How Long Will it Take to Mitigate this Incident for Online Service Systems?

ISSRE'21 |

Online service systems may encounter a large number of incidents, which should be mitigated as soon as possible to minimize the service disruption time and ensure high service availability. The ability to predict TTM (Time To Mitigation) of incidents can help service teams better organize the maintenance efforts. Although there are many traditional bug-fixing time prediction methods, we find that there are not readily available for incident-TTM prediction due to the characteristics of incidents. To better understand how incidents are mitigated, we conduct the first empirical study of incident TTM on 20 large-scale online service systems in Microsoft. We investigate the time distribution in the main stages of the incident life cycle and explore factors affecting TTM. Based on our empirical findings, we propose TTMPred, a deep-learning-based approach for incident-TTM prediction in a continuous triage scenario.

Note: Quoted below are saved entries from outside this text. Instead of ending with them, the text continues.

PR #1115, opened 2019-04-02
refactor(control): refactor the controller to remove references to the spec and use program

jsternberg:
### Done checklist
- [x] docs/SPEC.md updated
- [x] Test cases written


control/controller.go
```diff
@@ -377,32 +323,37 @@ func (q *Query) Cancel() {
...
-	return q.ready
+	return q.results
 }
 
 // Done signals to the Controller that this query is no longer
 // being used and resources related to the query may be freed.
 //
+// The Results method must have been completely read before calling
+// this method either by the query executing, being canceled, or
+// an error occurring.
```
affo: I think you wanted to remove the comment below.  

Anyhow, why should the result be consumed before calling Done()?
Is it because `pump` would block?

Couldn't `Done` call `cancel` on `currentCtx`, so that pump stops consuming `exec.Results()`. Maybe, `pump` would also block on sending the result on `q.results`...

Could you provide a `ConsumeResults(q Query, fn func(flux.Result) error) error` as a helper to summarize the logic of consuming a result by applying a function and check for `q.Err()` and calling `q.Done()`?

control/controller.go
```diff
@@ -580,37 +516,59 @@ func (q *Query) setErr(err error) {
...
+			q.results <- res
+		case <-done:
+			// Signal to the underlying executor that the query
+			// has been canceled. Usually, the signal on the context
+			// is likely enough, but this explicitly signals just in case.
+			exec.Cancel()
+
+			// Set the done channel to nil so we don't do this again
+			// and we continue to drain the results.
+			done = nil
```
affo: If the query has been canceled, shouldn't we break out of the loop?

control/controller.go
```diff
@@ -84,228 +69,202 @@ func New(c Config) *Controller {
...
-		// Update resource gauges
-		c.consume(q)
+func (c *Controller) enqueueQuery(q *Query) error {
+	if !q.tryQueue() {
+		return errors.New("failed to transition query to queueing state")
+	}
 
-		// Remove the query from the queue
-		pop = true
+	// TODO(jsternberg): We should have a real queue! It should only
```
affo: Why don't we keep the code for the real queue and we use it when switching to execute?
This would require minimum execution overhead, but would prevent us to reimplement the queue logic in a second time.

control/controller_test.go
```diff
@@ -1,682 +1,225 @@
...
-	// The state should be canceled.
-	if want, got := Canceled, q.(*Query).State(); want != got {
-		t.Errorf("unexpected state: want=%s got=%s", want, got)
-	}
-
-	// Now finish the query by using Done.
-	q.Done()
+func TestController_ShutdownWithRunningQuery(t *testing.T) {
+	ctrl := control.New(control.Config{})
+	defer shutdown(t, ctrl)
```
affo: do you really need this?

control/controller.go
jsternberg: I think I messed this up. I'll make it so done will cancel the pumping of results.

control/controller.go
jsternberg: The reason for this is because cancel signals that the loop should be broken out of and since we are wrapping the query from the program that is being executed, we need to rely on when that query says we are done and not ourselves. So this signals to the inner query that the results have been canceled, but continues pumping the results.

control/controller.go
jsternberg: The code for the real queue is something we probably want to redesign so I thought it would be too complicated to keep it. Most of this logical is about resource checking which we aren't keeping.

The new queue is probably going to be "check if we have the minimum resources for a task, pop off the first element in the queue, then start it. block if there aren't enough resources." We might decide to do more, but that's even further in the future as there's no designed way for us to request resource allocations or limits yet.

control/controller_test.go
jsternberg: The defer? It's a failsafe in case it fails somewhere else. Using shutdown multiple times should be a noop.

control/controller.go
```diff
@@ -580,37 +509,68 @@ func (q *Query) setErr(err error) {
...
+			}
+
+			// It is possible for the underlying query to misbehave.
+			// We have to continue pumping results even if this is the
+			// case, but if the query has been canceled or finished with
+			// done, nobody is going to read these values so we need
+			// to avoid blocking.
+			select {
+			case <-q.currentCtx.Done():
+			case q.results <- res:
```
affo: great

control/controller.go
```diff
@@ -84,228 +69,202 @@ func New(c Config) *Controller {
...
+		id:                 id,
+		labelValues:        labelValues,
+		compileLabelValues: compileLabelValues,
+		state:              Created,
+		c:                  c,
+		results:            make(chan flux.Result),
+		parentCtx:          parentCtx,
+		parentSpan:         parentSpan,
+		cancel:             cancel,
+	}
```
affo: Wouldn't it be necessary to pass `cctx` as `currentCtx` here?

jsternberg: The `currentCtx` gets set by the state transitions. The `cctx` is passed as it is the parent of `parentCtx`.

affo: Oh great, I haven't noticed that! Thank you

Our model designs a two-level attention-based bidirectional GRU model to capture both the semantic information in text data and the temporal information in incremental discussions. And based on a novel continuous loss function, it builds a regression model to achieve accurate TTM prediction as much as possible at each time point of prediction. Our experiments on four largescale online service systems in Microsoft show that TTMPred is effective and significantly outperforms the compared approaches. For example, TTMPred improves the state-of-the-art regressionbased approach by 25.66% on average in terms of MAE (Mean Absolute Error).